More specifically, I am developing an algorithm for variant calling and I need to divide input reads and pass each read segment to the aligner and receive its location quickly. for example, instead of saving some read segments in a ".fq" file, and then passing the file into Bowtie or any other aligner, I need the aligner to load itself and stay online so I can pass each read to it and it answers my inquiries for each read immediately. This way I can eliminate many I/Os and some inquiries as well.
My concern and expectations from the aligner:
- my queries are for substrings of length ~25 bps.
- I am looking for unique matches, and the aligner should exploit it to be very fast.
- minimum Ram usage if possible. my algorithm itself uses very low memory and if the aligner uses less than 8GB Ram for Human genome it will be a good candidate.
[Update:] based on my investigations, the best option is to use bwa-aln, it is possible to do the task with it but it is a bit complicated to use it. This is a brief instruction from one of the main contributors:
bwaidx_t *idx = bwa_idx_load(index_prefix, BWA_IDX_ALL);
to read the index. Then read bwa_cal_sa_reg_gap() in bwtaln.c about how to find suffix array (SA) coordinate. Finally, use bwa_sa2pos()in bwase.c to convert SA coordinate to chromosomal coordinate.
I will be glad if anybody can help me with this.
Thanks for your time.
Have you considered just taking a pipe as input?
What do you mean by taking a pipe as input? I want my program to include my own algorithm and a read aligner at the same time working together on every single read.
SparkBWA seems to have an API.
Thanks a lot. seems good. I'll check it in detail.
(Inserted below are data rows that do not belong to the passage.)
PR #155, opened 2024-09-15
Fix: Handle aborting a job before it has started processing in Postgres

vchan:
If a job hasn't been dequeued yet and it is aborted, its status should be updated to `aborted`.

### DIFF
--- a/saq/queue/postgres.py
+++ b/saq/queue/postgres.py
@@ -504,9 +504,10 @@ class PostgresQueue(Queue):
                 },
             )
             result = await cursor.fetchone()
-            await self.update(job, status=Status.ABORTING, connection=conn)
-        if result == (Status.QUEUED,):
-            await job.finish(Status.ABORTED, error=error)
+            if result == (Status.QUEUED,):
+                await self.finish(job, Status.ABORTED, error=error, connection=conn)
+            else:
+                await self.update(job, status=Status.ABORTING, connection=conn)
 
     async def dequeue(self, timeout: float = 0) -> Job | None:
         """Wait on `self.cond` to dequeue.
@@ -619,10 +620,13 @@ class PostgresQueue(Queue):
         *,
         result: t.Any = None,
         error: str | None = None,
+        connection: AsyncConnection | None = None,
     ) -> None:
         key = job.key
 
-        async with self.pool.connection() as conn, conn.cursor() as cursor:
+        async with self.nullcontext(
+            connection
+        ) if connection else self.pool.connection() as conn, conn.cursor() as cursor:
             if job.ttl >= 0:
                 expire_at = seconds(now()) + job.ttl if job.ttl > 0 else None
                 await self.update(job, status=status, expire_at=expire_at, connection=conn)
--- a/saq/queue/postgres.py
+++ b/saq/queue/postgres.py
@@ -484,7 +484,29 @@ class PostgresQueue(Queue):
 
     async def abort(self, job: Job, error: str, ttl: float = 5) -> None:
         job.error = error
-        await self.update(job, status=Status.ABORTING)
+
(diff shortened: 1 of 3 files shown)


tests/test_queue.py
```diff
@@ -461,14 +461,6 @@ async def test_job_key(self) -> None:
     async def test_schedule(self, mock_time: MagicMock) -> None:
         pass
 
-    async def test_batch(self) -> None:
```
vchan, line 464: This is already in the base test case.

saq/queue/postgres.py
```diff
@@ -484,7 +484,29 @@ async def iter_jobs(
...
+                    jobs_table=self.jobs_table,
+                ),
+                {
+                    "key": job.key,
+                },
+            )
+            result = await cursor.fetchone()
+            await self.update(job, status=Status.ABORTING, connection=conn)
+        if result == (Status.QUEUED,):
+            await job.finish(Status.ABORTED, error=error)
```
tobymao, line 509: so this is all done in a transaction right? even job.finish? why didn’t you add a test? is this code tested? why did you delete one?

saq/queue/postgres.py
```diff
@@ -484,7 +484,29 @@ async def iter_jobs(
...
+
+        async with self.pool.connection() as conn, conn.cursor() as cursor:
+            await cursor.execute(
+                SQL(
+                    dedent(
+                        """
+                        SELECT status
+                        FROM {jobs_table}
+                        WHERE key = %(key)s
+                        FOR UPDATE
```
tobymao, line 496: do we use for update everywhere else? is this needed given the whole
block is in a transaction?

tobymao: why don’t we have for update in sweep?

saq/queue/postgres.py
vchan: There's a test for abort but it didn't test this edge case. I've updated the test now. As for the deleted test, there's already a base test case that's testing batch, so it wasn't necessary. It was also wrong, which is what prompted this fix.

saq/queue/postgres.py
vchan: I used FOR UPDATE here because if a job that hasn't been dequeued yet is aborted, I didn't want dequeue to accidentally pick it up in between the select and the update. As for sweep, do you think we should? I figured if a job's stuck or orphaned, there's no need to lock it. And if it's not, we don't want to lock them in case a worker needs to update it.

saq/queue/postgres.py
```diff
@@ -484,7 +484,29 @@ async def iter_jobs(
...
+                    )
+                ).format(
+                    jobs_table=self.jobs_table,
+                ),
+                {
+                    "key": job.key,
+                },
+            )
+            result = await cursor.fetchone()
+            await self.update(job, status=Status.ABORTING, connection=conn)
```
tobymao, line 507: why isn't this in the same block? should it be

if result == Queued:
  await job.finish(Aborted):
  else:
await self.update(job, ...)

tests/test_queue.py
```diff
@@ -452,6 +452,22 @@ async def asyncTearDown(self) -> None:
         await super().asyncTearDown()
         await teardown_postgres()
 
+    async def get_job_status(self, key: str) -> Status:
```
tobymao, line 455: make this a method in postgres? it's like the same thing right?

saq/queue/postgres.py
```diff
@@ -484,7 +484,13 @@ async def iter_jobs(
 
     async def abort(self, job: Job, error: str, ttl: float = 5) -> None:
         job.error = error
```
tobymao, line 486: you don't need to set this anymore right, you can pass error to update?

vchan: You're right. Updated.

I mean a unix pipe, where your program can write the reads into and read them out of the aligner rather than using an API. The only difficulty is that aligners tend to buffer I/O, so you'd need to disable that (presumably by changing the code).
Aha, good idea, but it will be more useful if we can find a read mapper with an API. Thank you for your idea and consideration.
minimap2 has a Python and C API, but I'm not sure it qualifies for the rest of your requirements. See https://github.com/lh3/minimap2#dguide
thank you for your reply, but it's not. it is good for long reads of nanopore or pacbio technology. The best one is bwa-aln from the same author but it does not provide easy to use API. you can see the instructions from one of the contributors in my updated post.
Well minimap2 can also be used for short high-quality reads, see https://github.com/lh3/minimap2#short-genomic
yeah but regardless of if they are the best option, short-reads are reads of length ~100-200 bps. here I want to align substrings of reads of length 25.
So you are not limited to an NGS aligner then? I wonder if you could use BLAT? If you are not going to use the Q scores you could just use sequence.
Blat of DNA is designed to quickly find sequences of 95% and greater similarity of length 40 bases or more. mentioned in BLAT documentation.